> WORK ORDER
Make an exact transcription of the data below.

> Stored records
PR #5115, opened 2026-07-10
Document retry backoff guidance

### LINKED ISSUE #3677: Document good defaults for retry: backoff factor
### Context

Default value for backoff factor in Retry class is `0`. This value may be deadly for a real-world service that's being called with a client code.

I think the defaults should try to be as close to “best practices” as possible. They say that backoff factor for not-lightweight queries should be 0.5-1 second.

Maybe `backoff_factor=0.7` and `backoff_jitter=0.7` would be good defaults?

Background: my carefree retries config in GH Actions probably made Plausible to [restrict their export endpoint](https://github.com/plausible/analytics/pull/5089).

### Alternatives

None.

### Duplicate

No issue found.

### Contribution

Yes.

yashkuceriya:
Closes #3677.

## Summary

- Documents why production retry policies should configure a non-zero `Retry.backoff_factor`.
- Adds a concrete status-retry example using `status_forcelist` with backoff.
- Adds a changelog fragment for the user-facing documentation update.

## Why

Issue #3677 asks whether urllib3 should change the default backoff behavior. A maintainer noted that changing the default may be surprising, but that the documentation should make the recommended production configuration clearer. This keeps runtime behavior unchanged and surfaces the guidance in the user guide where retry examples are introduced.

## Validation

- `git diff --check`
- `UV_CACHE_DIR=/private/tmp/uv-cache PATH="/Users/yash/Library/Python/3.14/bin:$PATH" python3 -m nox -s docs`

### DIFF
--- a/changelog/3677.misc.rst
+++ b/changelog/3677.misc.rst
@@ -1,0 +1,1 @@
+Documented configuring ``Retry.backoff_factor`` for production retry policies.
--- a/docs/user-guide.rst
+++ b/docs/user-guide.rst
@@ -585,14 +585,13 @@ To disable redirects but keep the retrying logic, specify ``redirect=False``:
 For more granular control you can use a :class:`~util.retry.Retry` instance.
 This class allows you far greater control of how requests are retried.
 
-When enabling retries in production, configure a non-zero ``backoff_factor``
-to avoid retrying repeatedly without any delay. urllib3 will sleep between
-retry attempts using an exponential backoff. For example,
-``backoff_factor=0.1`` sleeps for ``0.0s``, ``0.2s``, ``0.4s``, ``0.8s``,
-and so on between retries. urllib3 also respects the ``Retry-After`` response
-header by default when present for supported retry responses.
+When enabling retries against production services, consider configuring a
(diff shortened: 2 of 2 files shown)


sigmavirus24 (commented):
Given this is already documented elsewhere, why should we accept this contribution? There seems little additional value here

yashkuceriya:
Thanks for checking this. That's fair — the API reference already documents the mechanics of `backoff_factor`, so I narrowed the wording here to avoid repeating the formula.

The value I was aiming for is discoverability in the User Guide: issue #3677 calls out production retry policies where `backoff_factor=0` can cause back-to-back retries, and the current User Guide retry examples introduce `Retry` without flagging backoff at the point users are likely to copy a configuration. The updated version keeps the default behavior unchanged, points readers back to `Retry` for the detailed calculation, and adds a practical status-retry example for 429/5xx responses.

If you still feel the API reference is sufficient, I'm happy to close this rather than add noise.

opq0pqo (approved):

opq0pqo (approved):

> SOLUTION TO THIS PROBLEM
PR #5115, opened 2026-07-10
Document retry backoff guidance

### LINKED ISSUE #3677: Document good defaults for retry: backoff factor
### Context

Default value for backoff factor in Retry class is `0`. This value may be deadly for a real-world service that's being called with a client code.

I think the defaults should try to be as close to “best practices” as possible. They say that backoff factor for not-lightweight queries should be 0.5-1 second.

Maybe `backoff_factor=0.7` and `backoff_jitter=0.7` would be good defaults?

Background: my carefree retries config in GH Actions probably made Plausible to [restrict their export endpoint](https://github.com/plausible/analytics/pull/5089).

### Alternatives

None.

### Duplicate

No issue found.

### Contribution

Yes.

yashkuceriya:
Closes #3677.

## Summary

- Documents why production retry policies should configure a non-zero `Retry.backoff_factor`.
- Adds a concrete status-retry example using `status_forcelist` with backoff.
- Adds a changelog fragment for the user-facing documentation update.

## Why

Issue #3677 asks whether urllib3 should change the default backoff behavior. A maintainer noted that changing the default may be surprising, but that the documentation should make the recommended production configuration clearer. This keeps runtime behavior unchanged and surfaces the guidance in the user guide where retry examples are introduced.

## Validation

- `git diff --check`
- `UV_CACHE_DIR=/private/tmp/uv-cache PATH="/Users/yash/Library/Python/3.14/bin:$PATH" python3 -m nox -s docs`

### DIFF
--- a/changelog/3677.misc.rst
+++ b/changelog/3677.misc.rst
@@ -1,0 +1,1 @@
+Documented configuring ``Retry.backoff_factor`` for production retry policies.
--- a/docs/user-guide.rst
+++ b/docs/user-guide.rst
@@ -585,14 +585,13 @@ To disable redirects but keep the retrying logic, specify ``redirect=False``:
 For more granular control you can use a :class:`~util.retry.Retry` instance.
 This class allows you far greater control of how requests are retried.
 
-When enabling retries in production, configure a non-zero ``backoff_factor``
-to avoid retrying repeatedly without any delay. urllib3 will sleep between
-retry attempts using an exponential backoff. For example,
-``backoff_factor=0.1`` sleeps for ``0.0s``, ``0.2s``, ``0.4s``, ``0.8s``,
-and so on between retries. urllib3 also respects the ``Retry-After`` response
-header by default when present for supported retry responses.
+When enabling retries against production services, consider configuring a
(diff shortened: 2 of 2 files shown)


sigmavirus24 (commented):
Given this is already documented elsewhere, why should we accept this contribution? There seems little additional value here

yashkuceriya:
Thanks for checking this. That's fair — the API reference already documents the mechanics of `backoff_factor`, so I narrowed the wording here to avoid repeating the formula.

The value I was aiming for is discoverability in the User Guide: issue #3677 calls out production retry policies where `backoff_factor=0` can cause back-to-back retries, and the current User Guide retry examples introduce `Retry` without flagging backoff at the point users are likely to copy a configuration. The updated version keeps the default behavior unchanged, points readers back to `Retry` for the detailed calculation, and adds a practical status-retry example for 429/5xx responses.

If you still feel the API reference is sufficient, I'm happy to close this rather than add noise.

opq0pqo (approved):

opq0pqo (approved):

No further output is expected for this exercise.